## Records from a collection
•••

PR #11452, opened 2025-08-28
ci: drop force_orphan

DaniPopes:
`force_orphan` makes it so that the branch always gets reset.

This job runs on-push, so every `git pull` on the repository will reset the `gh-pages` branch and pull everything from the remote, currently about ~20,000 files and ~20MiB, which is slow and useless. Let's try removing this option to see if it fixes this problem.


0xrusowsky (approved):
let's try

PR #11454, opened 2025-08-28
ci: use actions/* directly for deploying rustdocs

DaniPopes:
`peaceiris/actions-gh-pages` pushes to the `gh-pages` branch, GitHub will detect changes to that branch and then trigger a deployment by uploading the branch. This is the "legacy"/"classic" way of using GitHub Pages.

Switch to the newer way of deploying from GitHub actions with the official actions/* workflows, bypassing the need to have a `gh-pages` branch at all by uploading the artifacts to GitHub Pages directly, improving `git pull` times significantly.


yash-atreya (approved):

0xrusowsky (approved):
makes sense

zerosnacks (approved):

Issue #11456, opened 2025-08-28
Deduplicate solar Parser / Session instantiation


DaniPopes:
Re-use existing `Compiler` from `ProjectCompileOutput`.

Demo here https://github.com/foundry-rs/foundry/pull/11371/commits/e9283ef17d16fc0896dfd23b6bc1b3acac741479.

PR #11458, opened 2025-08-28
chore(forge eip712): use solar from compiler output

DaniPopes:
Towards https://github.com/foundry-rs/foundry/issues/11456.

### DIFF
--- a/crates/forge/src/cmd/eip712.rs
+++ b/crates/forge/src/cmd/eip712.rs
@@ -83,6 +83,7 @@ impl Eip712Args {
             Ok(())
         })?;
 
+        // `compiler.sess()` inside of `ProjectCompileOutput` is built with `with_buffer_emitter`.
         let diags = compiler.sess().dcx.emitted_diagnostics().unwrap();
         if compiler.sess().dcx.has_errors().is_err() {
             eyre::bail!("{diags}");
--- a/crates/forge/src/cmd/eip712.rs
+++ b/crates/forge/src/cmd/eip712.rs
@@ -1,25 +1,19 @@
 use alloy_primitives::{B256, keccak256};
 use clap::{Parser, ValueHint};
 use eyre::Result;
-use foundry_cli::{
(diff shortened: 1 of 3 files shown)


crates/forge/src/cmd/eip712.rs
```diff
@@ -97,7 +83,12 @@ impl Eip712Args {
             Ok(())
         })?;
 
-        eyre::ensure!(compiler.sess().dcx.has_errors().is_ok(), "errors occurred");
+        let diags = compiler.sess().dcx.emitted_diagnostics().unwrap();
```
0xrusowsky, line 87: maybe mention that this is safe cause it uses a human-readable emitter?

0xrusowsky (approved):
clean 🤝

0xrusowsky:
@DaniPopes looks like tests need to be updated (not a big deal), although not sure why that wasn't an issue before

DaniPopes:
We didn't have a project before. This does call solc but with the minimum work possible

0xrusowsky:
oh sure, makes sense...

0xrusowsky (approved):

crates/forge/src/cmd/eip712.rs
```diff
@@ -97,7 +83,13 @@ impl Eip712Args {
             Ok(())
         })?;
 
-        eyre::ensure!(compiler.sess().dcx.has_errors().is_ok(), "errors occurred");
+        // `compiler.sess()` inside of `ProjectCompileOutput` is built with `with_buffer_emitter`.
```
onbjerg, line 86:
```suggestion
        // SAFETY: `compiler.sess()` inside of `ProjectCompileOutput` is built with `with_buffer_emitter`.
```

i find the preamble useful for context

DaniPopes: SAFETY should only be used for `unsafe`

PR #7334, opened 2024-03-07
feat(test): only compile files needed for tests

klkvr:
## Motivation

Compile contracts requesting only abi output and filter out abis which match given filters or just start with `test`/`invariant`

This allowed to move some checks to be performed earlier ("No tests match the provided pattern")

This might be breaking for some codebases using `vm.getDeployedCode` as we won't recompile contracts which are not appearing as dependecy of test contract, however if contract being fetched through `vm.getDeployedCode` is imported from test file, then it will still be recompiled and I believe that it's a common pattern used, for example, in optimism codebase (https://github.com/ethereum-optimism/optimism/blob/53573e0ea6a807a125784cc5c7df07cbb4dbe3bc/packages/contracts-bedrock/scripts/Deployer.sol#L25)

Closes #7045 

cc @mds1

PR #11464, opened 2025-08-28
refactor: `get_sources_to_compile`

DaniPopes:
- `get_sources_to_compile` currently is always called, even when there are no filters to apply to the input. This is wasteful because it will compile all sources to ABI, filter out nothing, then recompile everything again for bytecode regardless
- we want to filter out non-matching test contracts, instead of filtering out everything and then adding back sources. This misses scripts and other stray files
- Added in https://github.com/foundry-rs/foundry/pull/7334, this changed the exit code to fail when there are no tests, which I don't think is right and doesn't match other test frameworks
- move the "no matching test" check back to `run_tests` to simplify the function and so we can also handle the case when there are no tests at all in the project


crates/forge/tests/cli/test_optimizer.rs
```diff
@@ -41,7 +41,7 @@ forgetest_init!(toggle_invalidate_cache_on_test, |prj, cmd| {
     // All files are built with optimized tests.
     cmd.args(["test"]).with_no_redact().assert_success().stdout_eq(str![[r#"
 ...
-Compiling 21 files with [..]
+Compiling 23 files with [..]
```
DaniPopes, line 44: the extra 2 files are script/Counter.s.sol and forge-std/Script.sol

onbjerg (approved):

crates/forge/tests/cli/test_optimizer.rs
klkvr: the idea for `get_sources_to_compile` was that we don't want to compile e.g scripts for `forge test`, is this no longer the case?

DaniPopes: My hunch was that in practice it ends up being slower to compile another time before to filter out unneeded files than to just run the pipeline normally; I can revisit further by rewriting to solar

•••

## WHAT YOU WILL DO
Count the lines of the data that hold the word "back". Report the count and nothing more.

## COMPLETED TASK
2